_What to do_
Keep every line of the data below that has the string "grayscale" and present those lines.

_Given data_
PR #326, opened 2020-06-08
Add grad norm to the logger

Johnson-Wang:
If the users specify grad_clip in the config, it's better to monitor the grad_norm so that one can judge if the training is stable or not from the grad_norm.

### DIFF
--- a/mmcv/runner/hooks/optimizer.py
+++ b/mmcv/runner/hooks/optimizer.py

--

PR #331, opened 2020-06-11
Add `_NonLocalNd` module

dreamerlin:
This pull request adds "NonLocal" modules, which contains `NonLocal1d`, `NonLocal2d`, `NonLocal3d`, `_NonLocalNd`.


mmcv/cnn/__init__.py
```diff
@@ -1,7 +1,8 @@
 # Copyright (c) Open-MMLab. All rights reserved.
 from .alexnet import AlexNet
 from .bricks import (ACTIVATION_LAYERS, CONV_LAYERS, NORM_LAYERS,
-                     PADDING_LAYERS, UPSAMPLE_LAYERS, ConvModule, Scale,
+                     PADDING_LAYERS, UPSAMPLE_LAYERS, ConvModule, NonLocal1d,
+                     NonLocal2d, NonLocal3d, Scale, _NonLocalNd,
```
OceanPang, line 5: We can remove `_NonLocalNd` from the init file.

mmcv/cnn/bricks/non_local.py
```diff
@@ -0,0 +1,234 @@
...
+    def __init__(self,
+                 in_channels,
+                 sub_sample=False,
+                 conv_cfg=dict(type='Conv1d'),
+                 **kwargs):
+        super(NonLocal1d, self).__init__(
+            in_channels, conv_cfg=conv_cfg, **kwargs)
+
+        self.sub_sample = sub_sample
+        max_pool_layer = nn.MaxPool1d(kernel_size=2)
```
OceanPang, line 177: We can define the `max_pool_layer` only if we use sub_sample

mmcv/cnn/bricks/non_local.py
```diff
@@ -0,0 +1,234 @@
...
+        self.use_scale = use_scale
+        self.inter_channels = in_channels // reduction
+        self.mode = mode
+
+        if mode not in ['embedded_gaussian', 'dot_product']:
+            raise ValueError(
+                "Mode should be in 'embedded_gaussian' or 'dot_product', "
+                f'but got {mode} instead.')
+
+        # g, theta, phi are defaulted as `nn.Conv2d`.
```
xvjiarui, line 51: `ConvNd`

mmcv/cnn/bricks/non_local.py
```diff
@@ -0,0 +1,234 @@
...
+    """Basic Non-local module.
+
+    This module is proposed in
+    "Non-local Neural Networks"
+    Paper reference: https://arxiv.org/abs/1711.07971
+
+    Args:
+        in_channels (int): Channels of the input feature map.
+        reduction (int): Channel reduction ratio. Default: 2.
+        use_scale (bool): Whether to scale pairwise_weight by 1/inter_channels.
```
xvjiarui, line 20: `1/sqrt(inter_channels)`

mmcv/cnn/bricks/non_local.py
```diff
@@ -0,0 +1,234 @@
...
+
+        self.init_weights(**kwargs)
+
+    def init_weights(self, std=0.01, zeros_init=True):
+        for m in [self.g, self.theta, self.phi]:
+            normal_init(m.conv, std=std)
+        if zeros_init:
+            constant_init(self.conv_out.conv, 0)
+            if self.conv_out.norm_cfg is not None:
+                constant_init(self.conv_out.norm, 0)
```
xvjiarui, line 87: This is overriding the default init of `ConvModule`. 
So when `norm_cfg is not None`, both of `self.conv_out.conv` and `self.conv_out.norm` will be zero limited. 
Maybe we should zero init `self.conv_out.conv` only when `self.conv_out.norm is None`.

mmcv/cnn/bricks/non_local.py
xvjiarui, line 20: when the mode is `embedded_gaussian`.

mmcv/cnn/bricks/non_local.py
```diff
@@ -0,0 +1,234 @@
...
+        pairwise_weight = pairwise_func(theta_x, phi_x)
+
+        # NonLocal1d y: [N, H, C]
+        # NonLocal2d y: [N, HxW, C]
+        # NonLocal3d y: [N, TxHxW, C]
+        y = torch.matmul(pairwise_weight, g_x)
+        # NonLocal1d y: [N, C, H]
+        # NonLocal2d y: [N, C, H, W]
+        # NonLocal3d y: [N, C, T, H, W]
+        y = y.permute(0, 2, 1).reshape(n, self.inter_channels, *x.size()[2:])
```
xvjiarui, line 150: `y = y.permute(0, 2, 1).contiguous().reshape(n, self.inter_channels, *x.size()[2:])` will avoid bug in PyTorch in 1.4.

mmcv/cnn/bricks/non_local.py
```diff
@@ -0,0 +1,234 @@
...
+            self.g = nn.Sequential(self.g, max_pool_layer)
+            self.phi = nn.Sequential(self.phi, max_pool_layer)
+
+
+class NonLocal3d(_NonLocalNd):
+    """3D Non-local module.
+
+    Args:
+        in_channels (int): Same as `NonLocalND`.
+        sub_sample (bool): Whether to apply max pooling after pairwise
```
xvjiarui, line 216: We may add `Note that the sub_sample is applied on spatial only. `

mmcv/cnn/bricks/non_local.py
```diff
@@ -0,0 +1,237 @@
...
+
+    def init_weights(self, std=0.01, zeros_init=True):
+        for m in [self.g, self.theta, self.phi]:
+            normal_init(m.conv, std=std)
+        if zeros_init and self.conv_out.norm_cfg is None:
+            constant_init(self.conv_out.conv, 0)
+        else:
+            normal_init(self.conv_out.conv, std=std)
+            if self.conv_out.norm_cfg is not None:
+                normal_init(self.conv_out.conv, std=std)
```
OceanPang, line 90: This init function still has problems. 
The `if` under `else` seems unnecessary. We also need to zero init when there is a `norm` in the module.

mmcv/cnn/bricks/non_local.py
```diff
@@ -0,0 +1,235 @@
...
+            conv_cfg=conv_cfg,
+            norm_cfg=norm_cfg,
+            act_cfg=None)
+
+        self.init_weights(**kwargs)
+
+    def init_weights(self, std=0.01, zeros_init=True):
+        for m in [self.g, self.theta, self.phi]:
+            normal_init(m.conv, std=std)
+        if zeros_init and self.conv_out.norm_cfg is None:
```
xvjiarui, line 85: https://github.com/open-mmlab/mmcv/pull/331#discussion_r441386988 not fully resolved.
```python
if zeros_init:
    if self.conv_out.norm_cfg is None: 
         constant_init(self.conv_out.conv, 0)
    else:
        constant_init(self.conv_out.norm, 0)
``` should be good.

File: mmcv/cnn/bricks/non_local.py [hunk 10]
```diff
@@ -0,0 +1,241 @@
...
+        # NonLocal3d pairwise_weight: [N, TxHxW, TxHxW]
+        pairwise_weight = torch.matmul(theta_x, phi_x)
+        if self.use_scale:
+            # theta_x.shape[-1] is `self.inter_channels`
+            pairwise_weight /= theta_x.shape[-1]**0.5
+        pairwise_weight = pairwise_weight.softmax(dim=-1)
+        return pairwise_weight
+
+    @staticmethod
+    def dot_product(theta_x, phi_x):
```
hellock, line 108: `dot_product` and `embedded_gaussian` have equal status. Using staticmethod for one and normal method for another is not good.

==

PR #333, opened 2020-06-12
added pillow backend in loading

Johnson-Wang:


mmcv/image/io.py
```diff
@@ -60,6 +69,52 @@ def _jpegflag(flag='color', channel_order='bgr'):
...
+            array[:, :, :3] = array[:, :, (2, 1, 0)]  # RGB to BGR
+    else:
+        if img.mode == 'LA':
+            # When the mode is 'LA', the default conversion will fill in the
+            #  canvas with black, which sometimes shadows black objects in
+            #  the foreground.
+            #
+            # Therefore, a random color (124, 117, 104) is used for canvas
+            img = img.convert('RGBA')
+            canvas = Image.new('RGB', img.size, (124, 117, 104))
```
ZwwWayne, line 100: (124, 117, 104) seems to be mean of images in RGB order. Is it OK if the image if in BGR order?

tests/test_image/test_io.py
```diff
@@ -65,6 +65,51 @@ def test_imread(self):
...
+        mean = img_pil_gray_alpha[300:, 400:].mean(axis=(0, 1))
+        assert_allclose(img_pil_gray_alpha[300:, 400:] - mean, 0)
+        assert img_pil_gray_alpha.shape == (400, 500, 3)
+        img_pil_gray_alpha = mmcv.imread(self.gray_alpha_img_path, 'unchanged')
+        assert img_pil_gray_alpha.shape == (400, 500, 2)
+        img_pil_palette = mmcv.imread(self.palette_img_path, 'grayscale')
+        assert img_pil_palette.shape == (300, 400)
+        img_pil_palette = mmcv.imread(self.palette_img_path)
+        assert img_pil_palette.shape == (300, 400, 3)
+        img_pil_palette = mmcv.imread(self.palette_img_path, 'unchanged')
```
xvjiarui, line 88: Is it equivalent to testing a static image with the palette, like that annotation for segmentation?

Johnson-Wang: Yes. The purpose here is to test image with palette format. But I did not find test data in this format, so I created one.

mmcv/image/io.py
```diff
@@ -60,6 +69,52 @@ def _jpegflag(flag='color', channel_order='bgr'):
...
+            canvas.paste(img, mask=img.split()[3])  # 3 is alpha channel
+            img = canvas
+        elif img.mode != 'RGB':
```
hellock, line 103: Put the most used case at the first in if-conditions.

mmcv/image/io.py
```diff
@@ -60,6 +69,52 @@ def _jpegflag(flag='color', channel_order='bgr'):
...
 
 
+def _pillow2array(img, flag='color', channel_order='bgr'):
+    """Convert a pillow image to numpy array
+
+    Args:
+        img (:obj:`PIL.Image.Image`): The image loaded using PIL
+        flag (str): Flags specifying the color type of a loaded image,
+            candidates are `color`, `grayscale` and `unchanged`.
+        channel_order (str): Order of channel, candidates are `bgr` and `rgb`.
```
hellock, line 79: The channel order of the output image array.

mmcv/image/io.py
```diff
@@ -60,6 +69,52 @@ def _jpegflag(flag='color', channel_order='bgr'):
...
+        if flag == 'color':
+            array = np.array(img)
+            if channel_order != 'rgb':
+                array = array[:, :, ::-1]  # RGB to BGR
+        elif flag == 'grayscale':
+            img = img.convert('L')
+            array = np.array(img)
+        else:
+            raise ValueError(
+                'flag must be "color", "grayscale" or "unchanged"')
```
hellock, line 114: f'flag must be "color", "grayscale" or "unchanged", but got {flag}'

_Response area_
+        img_pil_palette = mmcv.imread(self.palette_img_path, 'grayscale')
+            candidates are `color`, `grayscale` and `unchanged`.
+        elif flag == 'grayscale':
+                'flag must be "color", "grayscale" or "unchanged"')
hellock, line 114: f'flag must be "color", "grayscale" or "unchanged", but got {flag}'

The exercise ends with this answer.